#### Aim of the task:
Set down exactly, from the records below, the line with "PR #1627, opened 2024-11-21" through the line with "-7,6 +7,9 @@ import", and nothing else.

#### Data shown:
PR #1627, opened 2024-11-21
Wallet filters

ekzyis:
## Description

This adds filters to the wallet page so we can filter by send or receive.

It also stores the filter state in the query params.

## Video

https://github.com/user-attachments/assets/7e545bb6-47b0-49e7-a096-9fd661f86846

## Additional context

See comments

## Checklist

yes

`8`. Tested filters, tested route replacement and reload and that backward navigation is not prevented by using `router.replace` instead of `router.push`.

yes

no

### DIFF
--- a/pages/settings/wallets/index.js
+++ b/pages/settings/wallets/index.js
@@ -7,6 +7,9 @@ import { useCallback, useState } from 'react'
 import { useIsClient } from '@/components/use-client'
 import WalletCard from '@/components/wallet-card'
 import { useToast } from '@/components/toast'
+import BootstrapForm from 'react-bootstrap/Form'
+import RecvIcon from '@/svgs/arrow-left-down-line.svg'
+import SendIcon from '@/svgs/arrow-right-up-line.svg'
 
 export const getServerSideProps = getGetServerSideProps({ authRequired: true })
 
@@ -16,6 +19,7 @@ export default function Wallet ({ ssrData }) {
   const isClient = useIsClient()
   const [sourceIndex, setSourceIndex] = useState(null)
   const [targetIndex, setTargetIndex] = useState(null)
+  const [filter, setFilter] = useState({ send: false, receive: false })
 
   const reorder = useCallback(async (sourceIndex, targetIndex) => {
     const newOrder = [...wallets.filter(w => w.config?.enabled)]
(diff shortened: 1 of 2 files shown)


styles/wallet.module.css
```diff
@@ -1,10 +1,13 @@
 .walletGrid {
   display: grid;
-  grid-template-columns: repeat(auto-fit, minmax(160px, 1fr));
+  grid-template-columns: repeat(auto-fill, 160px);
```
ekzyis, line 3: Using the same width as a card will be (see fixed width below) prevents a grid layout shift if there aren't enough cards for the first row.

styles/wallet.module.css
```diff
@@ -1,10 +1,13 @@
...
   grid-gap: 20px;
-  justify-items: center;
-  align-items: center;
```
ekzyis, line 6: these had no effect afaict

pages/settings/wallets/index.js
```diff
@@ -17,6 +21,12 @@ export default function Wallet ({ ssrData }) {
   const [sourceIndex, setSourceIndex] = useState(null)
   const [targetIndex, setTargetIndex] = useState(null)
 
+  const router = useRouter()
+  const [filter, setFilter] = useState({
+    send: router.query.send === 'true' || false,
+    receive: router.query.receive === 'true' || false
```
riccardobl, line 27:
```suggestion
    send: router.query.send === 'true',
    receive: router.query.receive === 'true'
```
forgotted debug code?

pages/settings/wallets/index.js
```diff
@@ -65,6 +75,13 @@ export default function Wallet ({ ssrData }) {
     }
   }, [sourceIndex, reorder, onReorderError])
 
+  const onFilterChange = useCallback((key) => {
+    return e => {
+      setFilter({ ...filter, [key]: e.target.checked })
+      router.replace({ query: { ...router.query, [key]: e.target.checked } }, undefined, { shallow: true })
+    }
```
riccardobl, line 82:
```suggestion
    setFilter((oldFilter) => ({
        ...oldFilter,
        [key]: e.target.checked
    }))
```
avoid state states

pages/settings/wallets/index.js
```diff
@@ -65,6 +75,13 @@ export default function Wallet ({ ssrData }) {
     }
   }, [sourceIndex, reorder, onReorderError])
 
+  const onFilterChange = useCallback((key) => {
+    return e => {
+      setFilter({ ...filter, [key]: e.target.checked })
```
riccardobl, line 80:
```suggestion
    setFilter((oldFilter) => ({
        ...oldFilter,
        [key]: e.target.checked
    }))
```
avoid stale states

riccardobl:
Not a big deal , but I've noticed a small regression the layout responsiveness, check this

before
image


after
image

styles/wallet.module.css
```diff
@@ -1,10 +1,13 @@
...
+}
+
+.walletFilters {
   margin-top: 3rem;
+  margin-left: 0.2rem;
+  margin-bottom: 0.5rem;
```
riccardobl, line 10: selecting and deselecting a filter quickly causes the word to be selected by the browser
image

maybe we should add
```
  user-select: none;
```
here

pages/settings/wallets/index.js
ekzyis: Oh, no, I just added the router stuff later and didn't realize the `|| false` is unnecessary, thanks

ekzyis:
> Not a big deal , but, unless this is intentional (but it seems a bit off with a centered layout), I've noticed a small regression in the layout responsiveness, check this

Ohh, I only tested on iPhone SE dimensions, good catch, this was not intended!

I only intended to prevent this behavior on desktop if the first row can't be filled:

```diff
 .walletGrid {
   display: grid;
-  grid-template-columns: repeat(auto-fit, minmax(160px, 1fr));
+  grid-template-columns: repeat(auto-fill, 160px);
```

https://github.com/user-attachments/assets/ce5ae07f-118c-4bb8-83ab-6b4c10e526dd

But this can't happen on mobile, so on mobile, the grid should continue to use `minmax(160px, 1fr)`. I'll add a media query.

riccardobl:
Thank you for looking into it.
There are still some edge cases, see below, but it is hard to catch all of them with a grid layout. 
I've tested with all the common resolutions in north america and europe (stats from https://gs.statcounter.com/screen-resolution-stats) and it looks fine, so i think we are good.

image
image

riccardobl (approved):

--

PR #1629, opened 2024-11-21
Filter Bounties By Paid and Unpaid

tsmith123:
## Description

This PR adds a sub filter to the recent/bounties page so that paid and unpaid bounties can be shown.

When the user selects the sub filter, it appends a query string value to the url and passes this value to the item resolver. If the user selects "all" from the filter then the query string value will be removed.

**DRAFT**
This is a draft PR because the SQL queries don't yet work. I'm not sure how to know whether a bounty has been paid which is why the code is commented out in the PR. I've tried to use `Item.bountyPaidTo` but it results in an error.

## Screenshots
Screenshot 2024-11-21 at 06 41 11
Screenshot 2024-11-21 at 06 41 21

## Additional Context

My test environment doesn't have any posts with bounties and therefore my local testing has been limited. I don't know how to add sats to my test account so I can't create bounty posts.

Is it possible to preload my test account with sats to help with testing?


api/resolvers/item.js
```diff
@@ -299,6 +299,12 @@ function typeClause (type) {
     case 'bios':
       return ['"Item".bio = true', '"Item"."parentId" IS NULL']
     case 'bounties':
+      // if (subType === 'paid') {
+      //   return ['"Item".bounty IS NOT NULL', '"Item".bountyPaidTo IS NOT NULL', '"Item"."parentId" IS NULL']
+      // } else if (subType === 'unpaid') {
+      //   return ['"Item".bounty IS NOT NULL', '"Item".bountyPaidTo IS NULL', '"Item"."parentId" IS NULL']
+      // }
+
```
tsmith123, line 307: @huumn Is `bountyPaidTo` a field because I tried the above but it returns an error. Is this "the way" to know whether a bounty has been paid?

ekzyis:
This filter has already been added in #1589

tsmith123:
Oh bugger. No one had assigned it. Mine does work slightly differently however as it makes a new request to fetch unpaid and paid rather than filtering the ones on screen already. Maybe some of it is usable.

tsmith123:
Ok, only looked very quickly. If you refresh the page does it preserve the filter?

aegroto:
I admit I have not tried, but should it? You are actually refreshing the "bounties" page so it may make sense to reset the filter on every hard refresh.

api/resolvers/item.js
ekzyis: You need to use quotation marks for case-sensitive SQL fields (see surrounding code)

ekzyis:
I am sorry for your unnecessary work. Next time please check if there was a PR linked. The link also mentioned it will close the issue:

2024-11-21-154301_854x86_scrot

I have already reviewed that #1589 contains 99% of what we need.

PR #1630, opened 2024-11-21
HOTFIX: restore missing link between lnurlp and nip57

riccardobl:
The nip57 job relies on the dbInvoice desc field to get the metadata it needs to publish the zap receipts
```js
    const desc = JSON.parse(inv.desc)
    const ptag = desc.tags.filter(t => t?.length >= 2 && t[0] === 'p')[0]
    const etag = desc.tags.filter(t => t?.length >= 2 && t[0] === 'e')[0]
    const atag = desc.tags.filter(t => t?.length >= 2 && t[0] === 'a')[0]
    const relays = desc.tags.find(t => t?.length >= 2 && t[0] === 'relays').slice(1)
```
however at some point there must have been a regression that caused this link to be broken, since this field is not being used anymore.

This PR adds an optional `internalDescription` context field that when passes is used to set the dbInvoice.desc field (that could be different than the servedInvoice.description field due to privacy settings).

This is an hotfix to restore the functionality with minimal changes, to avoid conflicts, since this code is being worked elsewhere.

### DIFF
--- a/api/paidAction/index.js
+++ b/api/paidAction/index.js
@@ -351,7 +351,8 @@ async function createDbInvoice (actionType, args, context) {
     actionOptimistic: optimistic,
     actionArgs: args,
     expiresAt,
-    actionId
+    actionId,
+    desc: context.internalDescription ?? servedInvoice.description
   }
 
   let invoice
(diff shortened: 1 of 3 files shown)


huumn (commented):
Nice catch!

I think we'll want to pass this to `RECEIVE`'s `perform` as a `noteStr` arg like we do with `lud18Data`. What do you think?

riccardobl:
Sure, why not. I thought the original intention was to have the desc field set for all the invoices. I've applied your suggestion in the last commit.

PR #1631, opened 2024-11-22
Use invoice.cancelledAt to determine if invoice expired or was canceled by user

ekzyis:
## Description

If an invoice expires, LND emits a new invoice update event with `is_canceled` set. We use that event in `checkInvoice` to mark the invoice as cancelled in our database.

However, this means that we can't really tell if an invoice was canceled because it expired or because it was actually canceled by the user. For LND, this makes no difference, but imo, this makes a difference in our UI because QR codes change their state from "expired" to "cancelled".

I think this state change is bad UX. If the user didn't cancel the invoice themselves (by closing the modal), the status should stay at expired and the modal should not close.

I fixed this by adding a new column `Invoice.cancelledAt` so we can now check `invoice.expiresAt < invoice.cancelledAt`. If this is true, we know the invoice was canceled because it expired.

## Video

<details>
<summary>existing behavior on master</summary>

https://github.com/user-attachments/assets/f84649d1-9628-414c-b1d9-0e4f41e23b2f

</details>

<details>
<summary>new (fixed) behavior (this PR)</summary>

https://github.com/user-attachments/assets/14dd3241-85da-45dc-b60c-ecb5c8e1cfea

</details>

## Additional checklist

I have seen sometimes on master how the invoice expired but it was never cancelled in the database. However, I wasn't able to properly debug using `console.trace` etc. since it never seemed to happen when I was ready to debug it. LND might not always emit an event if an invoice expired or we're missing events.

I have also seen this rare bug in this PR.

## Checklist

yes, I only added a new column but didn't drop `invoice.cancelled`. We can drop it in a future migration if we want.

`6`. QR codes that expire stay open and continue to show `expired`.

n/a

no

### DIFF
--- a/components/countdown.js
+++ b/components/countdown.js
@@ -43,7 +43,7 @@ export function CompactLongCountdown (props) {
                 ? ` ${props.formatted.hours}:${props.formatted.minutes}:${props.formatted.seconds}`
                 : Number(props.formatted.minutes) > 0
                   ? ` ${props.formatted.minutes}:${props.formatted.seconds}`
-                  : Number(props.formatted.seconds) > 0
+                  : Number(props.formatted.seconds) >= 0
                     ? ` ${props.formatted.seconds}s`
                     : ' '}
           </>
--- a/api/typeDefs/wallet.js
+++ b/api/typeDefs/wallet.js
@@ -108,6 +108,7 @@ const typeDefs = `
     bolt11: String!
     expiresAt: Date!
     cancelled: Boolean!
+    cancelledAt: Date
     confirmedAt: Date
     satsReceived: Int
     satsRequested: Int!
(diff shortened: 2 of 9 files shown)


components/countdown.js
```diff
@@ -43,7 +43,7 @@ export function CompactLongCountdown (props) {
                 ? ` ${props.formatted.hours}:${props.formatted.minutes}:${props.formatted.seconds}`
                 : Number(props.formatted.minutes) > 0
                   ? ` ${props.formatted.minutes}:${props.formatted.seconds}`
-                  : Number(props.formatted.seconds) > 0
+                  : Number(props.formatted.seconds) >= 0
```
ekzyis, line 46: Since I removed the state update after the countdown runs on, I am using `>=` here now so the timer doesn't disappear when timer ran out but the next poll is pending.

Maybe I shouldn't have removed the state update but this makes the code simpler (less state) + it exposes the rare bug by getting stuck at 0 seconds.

* * *

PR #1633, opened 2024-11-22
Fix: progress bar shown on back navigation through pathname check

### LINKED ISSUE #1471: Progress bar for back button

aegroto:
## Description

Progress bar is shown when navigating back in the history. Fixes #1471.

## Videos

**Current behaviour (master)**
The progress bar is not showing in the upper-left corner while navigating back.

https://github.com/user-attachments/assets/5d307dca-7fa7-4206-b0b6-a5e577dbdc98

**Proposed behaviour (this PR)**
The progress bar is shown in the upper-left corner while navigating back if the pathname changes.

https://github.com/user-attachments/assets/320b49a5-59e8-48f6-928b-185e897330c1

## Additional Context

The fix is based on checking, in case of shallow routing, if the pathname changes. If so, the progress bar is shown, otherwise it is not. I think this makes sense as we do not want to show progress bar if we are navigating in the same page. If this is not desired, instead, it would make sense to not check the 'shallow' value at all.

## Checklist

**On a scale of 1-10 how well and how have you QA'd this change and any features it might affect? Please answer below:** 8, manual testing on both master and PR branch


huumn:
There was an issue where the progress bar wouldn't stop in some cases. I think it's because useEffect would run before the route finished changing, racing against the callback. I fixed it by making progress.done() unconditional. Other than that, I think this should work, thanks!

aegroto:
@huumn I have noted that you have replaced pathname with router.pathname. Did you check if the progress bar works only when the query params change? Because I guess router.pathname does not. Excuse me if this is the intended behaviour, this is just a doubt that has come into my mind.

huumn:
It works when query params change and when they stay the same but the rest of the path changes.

#### Task solution:
PR #1627, opened 2024-11-21
Wallet filters

ekzyis:
## Description

This adds filters to the wallet page so we can filter by send or receive.

It also stores the filter state in the query params.

## Video

https://github.com/user-attachments/assets/7e545bb6-47b0-49e7-a096-9fd661f86846

## Additional context

See comments

## Checklist

yes

`8`. Tested filters, tested route replacement and reload and that backward navigation is not prevented by using `router.replace` instead of `router.push`.

yes

no

### DIFF
--- a/pages/settings/wallets/index.js
+++ b/pages/settings/wallets/index.js
@@ -7,6 +7,9 @@ import { useCallback, useState } from 'react'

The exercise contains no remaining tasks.